▽
PR #191, opened 2017-02-16
pass string rather than Exception instance as argument to raiseException

boegel:
fix for this nasty traceback, which hides the actual problem (some `ImportError`):

```
Traceback (most recent call last):
  File "/usr/lib64/python2.7/runpy.py", line 162, in _run_module_as_main
    "__main__", fname, loader, pkg_name)
  File "/usr/lib64/python2.7/runpy.py", line 72, in _run_code
    exec code in run_globals
  File "/apps/gent/SL6/sandybridge/software/hanythingondemand/3.2.0-cli/lib/python2.6/site-packages/hanythingondemand-3.2.0-py2.6.egg/hod/main.py", line 92, in <module>
  File "/apps/gent/SL6/sandybridge/software/hanythingondemand/3.2.0-cli/lib/python2.6/site-packages/hanythingondemand-3.2.0-py2.6.egg/hod/main.py", line 80, in main
  File "/apps/gent/SL6/sandybridge/software/hanythingondemand/3.2.0-cli/lib/python2.6/site-packages/hanythingondemand-3.2.0-py2.6.egg/hod/subcommands/listcmd.py", line 90, in run
  File "/usr/lib/python2.7/site-packages/vsc/utils/fancylogger.py", line 322, in raiseException
    message += " (%s)" % detail
TypeError: unsupported operand type(s) for +=: 'exceptions.ImportError' and 'str'
```

### DIFF
--- a/hod/__init__.py
+++ b/hod/__init__.py
@@ -30,4 +30,4 @@
 @author: Kenneth Hoste (Ghent University)
 """
 NAME = 'hanythingondemand'
-VERSION = '3.2.0'
+VERSION = '3.2.1'
--- a/hod/main.py
+++ b/hod/main.py
@@ -77,8 +77,7 @@ def main(args):
     """Parse options and run specified subcommand."""
     subcmd, args = init_subcmd(args)
     if subcmd is not None:
-        subcmd.run(args)
-        return 0
+        return subcmd.run(args)
 
     elif len([arg for arg in args if not arg.startswith('-')]) > 1:
         sys.stderr.write("ERROR: No known subcommand specified\n")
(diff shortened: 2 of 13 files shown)


stdweird:
rebase?
also 1st class copy/paste code....

boegel:
Actual problem was a broken `pbs_python` module that was used by HOD, because it was installed on SL6 where the system Python was 2.6, and was then being used on CentOS7:

```
libpython2.6.so.1.0: cannot open shared object file: No such file or directory; required module 'pbs' is not available
```

Reinstalling the `pbs_python` module fixed the problem.

@stdweird You're right that this could use a bit of cleanup, I'll look into that.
△
### What is being asked:
Scan the material above. Extract every line in which the word "software" occurs.

### Your solution:
  File "/apps/gent/SL6/sandybridge/software/hanythingondemand/3.2.0-cli/lib/python2.6/site-packages/hanythingondemand-3.2.0-py2.6.egg/hod/main.py", line 92, in <module>
  File "/apps/gent/SL6/sandybridge/software/hanythingondemand/3.2.0-cli/lib/python2.6/site-packages/hanythingondemand-3.2.0-py2.6.egg/hod/main.py", line 80, in main
  File "/apps/gent/SL6/sandybridge/software/hanythingondemand/3.2.0-cli/lib/python2.6/site-packages/hanythingondemand-3.2.0-py2.6.egg/hod/subcommands/listcmd.py", line 90, in run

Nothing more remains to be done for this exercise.